↓↓↓

PR #128, opened 2020-11-01
Jtag prototype

coreyeng:
Hello,

I've added a [JTAG](https://github.com/Origen-SDK/o2/blob/b4609b2a945adb57216f01654eb4e7abf6c1580f/rust/origen/src/services/jtag/service.rs) implementation which follows the same structure as [SWD](https://github.com/Origen-SDK/o2/blob/b4609b2a945adb57216f01654eb4e7abf6c1580f/rust/origen/src/services/swd/service.rs). I also added a [JTAG DP](https://github.com/Origen-SDK/o2/blob/b4609b2a945adb57216f01654eb4e7abf6c1580f/rust/origen/src/services/arm_debug/jtag_dp.rs) into our arm debug driver. **The features themselves are limited.** I'm not yet going for full driver support, but this PR takes us from "no-JTAG" to something we can build off of. It is definitely raw, and some things that may make @pderouen cringe, but its better than our current state I think.

This was tested on an internal device I'm working on here, so its actually been verified. I don't have specs, nor do I intend to do them quite yet, as I want to flush out this, swd, arm debug, and an internal driver I'm working, and see how things look at end. I think things are still a bit too fluid to want to make specs, examples, and documentation just yet, but they'll be coming (one of these "fluid things" being `Capture Nodes` as discussed in #125, and actually `capturing` in general, as well as `overlays` which are both unsupported right now)

I've also got a multi-pin internal driver working which is implemented as a service  purely in Python (using the [python plugin stuff](#123 )), so there's some changes in there for that, but nothing that I think is controversial. The only thing I think I actually changed is allowing a default `width` in registers which will resolve to 32-bits with the defaults.

https://github.com/Origen-SDK/o2/blob/b4609b2a945adb57216f01654eb4e7abf6c1580f/rust/origen/src/core/model/registers/register.rs#L299-L304

One thing to note is I spun the [Transaction](https://github.com/Origen-SDK/o2/blob/b4609b2a945adb57216f01654eb4e7abf6c1580f/rust/origen/src/generator/utility/transaction.rs) struct that I use in driver to the [Python side](https://github.com/Origen-SDK/o2/blob/b4609b2a945adb57216f01654eb4e7abf6c1580f/rust/pyapi/src/utility/transaction.rs) as well. Like the Rust-side counterpart, I want to use this as generic means to handle "incoming transactions". I plan to expand the `pins` to be accept this type as well, but that's not in this PR. This is used in my internal driver, but an example of generating one, which denotes a `write transaction`:

image

and allows you to do things like:

image
 
or 

image

without needing to worry about what the input looks like. Its analogous to a lot of the `clean addr` or `clean data` stuff we had floating around the various O1 drivers, just in a more universal space.


rust/origen/src/generator/nodes.rs
```diff
@@ -67,24 +66,27 @@ pub enum Attrs {
...
-        Option<String>,
-    ), // size, data, verify_enable, capture_enable, overlay_enable, overlay_str
-    JTAGWriteDR(u32, BigUint, Option<BigUint>, Option<String>), // size, data, overlay_enable, overlay_str
+        Id, // JTAG ID
+        Transaction,
+        Metadata,
+    ),
+    JTAGWriteDR(
+        Id, // JTAG ID
+        Transaction,
```
pderouen, line 81: Do these Transaction and Metadata structures provide hooks needed to perform a read while write operation?

rust/origen/src/services/jtag/service.rs
```diff
@@ -2,131 +2,306 @@
...
+    // }
+
+    pub fn write_ir(&self, dut: &Dut, transaction: &Transaction) -> Result<()> {
+        let tms = PinCollection::from_group(&dut, &self.tms.0, self.tms.1)?;
+        let tdi = PinCollection::from_group(&dut, &self.tdi.0, self.tdi.1)?;
+        let trans = node!(JTAGWriteIR, self.id, transaction.clone(), None);
+        let n_id = TEST.push_and_open(trans.clone());
+
+        self.comment("Move to Shift-IR");
+        tms.drive_low().cycle();
```
pderouen, line 177: Probably can eventually remove this tms low cycle. It's common practice to park the driver in run test/idle.

rust/origen/src/services/jtag/service.rs
```diff
@@ -2,131 +2,306 @@
...
+
+    // pub fn move_to_state(&self, state: JTAGState) -> Result<()> {
+    //     // ...
+    // }
+
+    // fn _move_to_state(&self, state: JTAGState, tms: &PinCollection) -> Result<()> {
+    //     // ...
+    // }
+
+    pub fn write_ir(&self, dut: &Dut, transaction: &Transaction) -> Result<()> {
```
pderouen, line 170: I guess it'll be the transaction data structure that needs to hold any compare data for a read while write operation

pderouen:
@coreyeng no cringing from me... maybe my standards are lower than you imagined :)

Is this implementation able to handle overlay/capture for 1 or more groups of bits?

rust/origen/src/services/jtag/service.rs
coreyeng: I don't think so. I think it'd be driver specific for how it wants to handle it. A transaction itself is on a single bus, with a single data value, enables, etc. I think it'd be up to the driver accept multiple transactions and handle them accordingly. You can do what you're asking on the Rust side by getting the nodes directly for each transaction and combining them yourself. I can add some helpers for this in the future but I think that'd be a different struct altogether (`ParallelTransaction`, or something like that). It'd get kinda messy making everything in a transaction a vector then having to ensure that vector lengths are equivalent.

Can this be done in O1? I looked at the driver and everything is taking a singular `reg_or_data`.

coreyeng:
Currently nothing handles overlays/captures! That's the next item up in "protocols & subblocks" work.

pderouen:
I more meant to ask if the data structures provide the capability to pass the info. I suppose that would come from the register whose ID is passed in the Transaction. I think the only thing that may be missing is a way to specify both read and write information in a single transaction.

coreyeng:
That would be on two different pins though. I would rather think of it as two different transactions run in parallel. At least in O1, I'm not sure how this is handled, or if its even possible, as a register there doesn't hold both "read data" and "write data", nor does it here either (it resolves to "bits" which hold just a single state).

You can do it with enables if you wanted to read a few bits on TDO, then input some data on TDI (for handling the previous acknowledge, if that's what you're referring to here), but in terms of driving a full data word on TDO while comparing one on TDI, I think that should be thought of as two transactions run in parallel that the driver supports (obviously something like SWD wouldn't support this).

rust/origen/src/services/arm_debug/jtag_dp.rs
```diff
@@ -0,0 +1,300 @@
...
+        } else {
+            self.update_ir(&dut, &services, self.apacc_select as u32)?;
+        }
+
+        let mut t = transaction.clone();
+        t.prepend_data(BigUint::from(0 as u8), 3)?;
+        t.bit_enable = t.bit_enable & BigUint::from(0x7_FFFF_FFF8 as u64);
+        let jtag_service = services.get_service(self.jtag_id)?;
+        let jtag = jtag_service.as_jtag()?;
+        jtag.verify_dr(&dut, &t)?;
```
pderouen, line 249: The ARM debug interface AS specifies a 35 bit write of 0x7 to perform the read operation of DRW and the subsequent shift out of the register data. We've been getting away with shifting in all 0's, hasn't caused any issues.

coreyeng:
Here's how the current `Bit` struct looks:

https://github.com/Origen-SDK/o2/blob/master/rust/origen/src/core/model/registers/bit.rs#L19-L29

We can maybe re-purpose the `device_state`, but I don't think that was its intention.

rust/origen/src/services/arm_debug/jtag_dp.rs
coreyeng: I referenced both, but when I ran into errors, I deferred back to the O1 jtag driver, as I could generate waves with that to actually look for differences in the state.

For that particular line though, that's just setting the enables, not the data. Its "don't-caring" the previous acknowledgment.

pderouen:
> That would be on two different pins though. I would rather think of it as two different transactions run in parallel. At least in O1, I'm not sure how this is handled, or if its even possible, as a register there doesn't hold both "read data" and "write data", nor does it here either (it resolves to "bits" which hold just a single state).
> 

In O1 you passed in a bit collection to the options hash to specify the read data when a write is happening.

It's actually all 1 transaction. JTAG registers are shift registers. As you shift in the LSB, the data currently held in the register's MSB is shifted out on TDO. I wouldn't want the driver to automatically care the out-going bits.

But, there does need to be a way specify it when we need to care TDO during a "write" or specify the data for TDI during a "read". Maybe an optional second Transaction passed in?

rust/origen/src/services/jtag/service.rs
pderouen: I think  your proposal (let the driver accept and handle multiple 1-way transactions) is the best. This is what it looks like to read while write in the o1 driver: https://github.com/Origen-SDK/origen_jtag/blob/bc4dceac90a1a560b1ebf1da2956004a69e70dc1/pattern/rww_test.rb#L13

coreyeng:
I think we need to keep "jtag transaction" vs. "transaction struct" nomenclature separate.

Its one transaction from the DR's perspective on Silicon, but two from the `Transaction` struct's in the code. Or, at least the current implementation of the struct. A transaction struct is meant to represent a single "do this operation on these pins with this data". I think making "operation" and "data" plural in that will get to be messy, partially because a register only holds one state at time, so you'd be "resolving to a transaction" twice. Which is what we'd be doing in O1 if you give jtag two bit collections, which I did [find where that happens](https://github.com/Origen-SDK/origen_jtag/blob/master/lib/origen_jtag/driver.rb#L195-L198). I don't think the arm debug driver uses that, which is my main JTAG usage.

I think it make more sense to either give JTAG two transaction, one for read, one for write, and/or make another struct to represent multiple single transactions happening at the same time. Which, even though the DR is a single register, it amounts to two simultaneous transaction in the vectors.

pderouen:
> I think we need to keep "jtag transaction" vs. "transaction struct" nomenclature separate.

Yeah.
 
> I think it make more sense to either give JTAG two transaction, one for read, one for write, and/or make another struct to represent multiple single transactions happening at the same time. Which, even though the DR is a single register, it amounts to two simultaneous transaction in the vectors.

Still agree that two Transaction structs with 1 being optional is the right choice

coreyeng:
I opened #129 to track this. I think adding a way to do arbitrary parallel transactions would be better than making a one-off case for JTAG, but that's more involved than I wanted to take on in this PR.

pderouen:
Ok, so you prefer to update the Transaction struct to allow parallel Transactions?

I'm fine with merging the existing code either way.

coreyeng:
I'm thinking more of keeping the existing transaction the same but having another struct that is basically a vector of `transactions` and having some functions explicitly geared towards handling parallel transactions.

But, who knows. I may start down that path and that turns out to be worse. Will need to just start playing with it and see what it looks like.

pderouen (approved):
Looks good to me

rust/pyapi/src/services/jtag.rs
```diff
@@ -0,0 +1,185 @@
...
+    fn reset(&self) -> PyResult<()> {
+        let dut = origen::dut();
+        let services = origen::services();
+        let jtag = services.get_as_jtag(self.id)?;
+        jtag.reset(&dut)?;
+        Ok(())
+    }
+
+    #[args(write_opts = "**")]
+    fn write_register(&self, bits: &PyAny, write_opts: Option<&PyDict>) -> PyResult<()> {
```
ginty, line 55: What does write_register do in the context of a JTAG driver?
Would this not be better called `shift_register`?
Generally I think the `write_register` / `read_register` API methods should be reserved for register-map-level drivers.

ginty (changes requested):
Looks good to me, only reservation is the `read_register/write_register` method names on the JTAG driver.

Would like to see them named something else to make it clearer that these are not the same as the common reg API methods implemented by higher-level drivers. Perhaps `shift_register` with a write/read switch argument might be better?

rust/pyapi/src/services/jtag.rs
coreyeng: This is most in-depth I've gotten with JTAG, and in much of the documentation I was looking at, the DR and IR were referred to as registers, even though they aren't registers in the usual sense. But, since I kept seeing them referred to as such, I added verify/write registers

Though, these will actually shift in/out the data and not leave the "register" in the same state. So probably a good update would be to either change the name as you suggest, or shift the assumed data in again so it maintains its state.

If we change to shift though, would we still want a shift_verify/write? Or just an option, as you had above? I'm fine with a name change, but would we want to keep the two-method approach consistent? I had planned to add a `capture` as well once I have that in order, but it could be a `capture_shift` or something instead?

ginty: I think the main thing here is to change the name to something else. From the point of view of a user who doesn't really understand protocols all that well, if they see methods called `write/verify_register` then they might rightly assume that they can give this a DUT register object and expect it to generate a valid transation.
So we should consider these as special method names which are essentially a DUT register handler trait and which the JTAG driver obviously doesn't support.

I don't have any special preference on what other name(s) to use, nor really about consistency between physical protocol drivers. If anything, I probably prefer physical drivers to implement their own unique APIs because it emphasises that at this level Origen is not providing much abstraction and the user really needs to know what they are doing.

coreyeng: Okeydoke. The functions to accept DUT register objects but its implied to be within the JTAG block. It was more for writing internal registers. I do already have a write/verify IR/DR so I guess that's sufficient then?

I don't actually use write/verify register anywhere. I added it for completeness, but going a bit too complete I guess. I just removed them unless you have another operation they should be replaced with. I think you can do everything you need to with just write/read IR/DR.

ginty: Yep I'm fine with that, I think those IR/DR read/write methods are all we need here.

ginty (approved):
Thanks for the update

↑↑↑

What to produce:
If a line in the records contains the string "level", copy it out.

Task output:
Generally I think the `write_register` / `read_register` API methods should be reserved for register-map-level drivers.
Would like to see them named something else to make it clearer that these are not the same as the common reg API methods implemented by higher-level drivers. Perhaps `shift_register` with a write/read switch argument might be better?
I don't have any special preference on what other name(s) to use, nor really about consistency between physical protocol drivers. If anything, I probably prefer physical drivers to implement their own unique APIs because it emphasises that at this level Origen is not providing much abstraction and the user really needs to know what they are doing.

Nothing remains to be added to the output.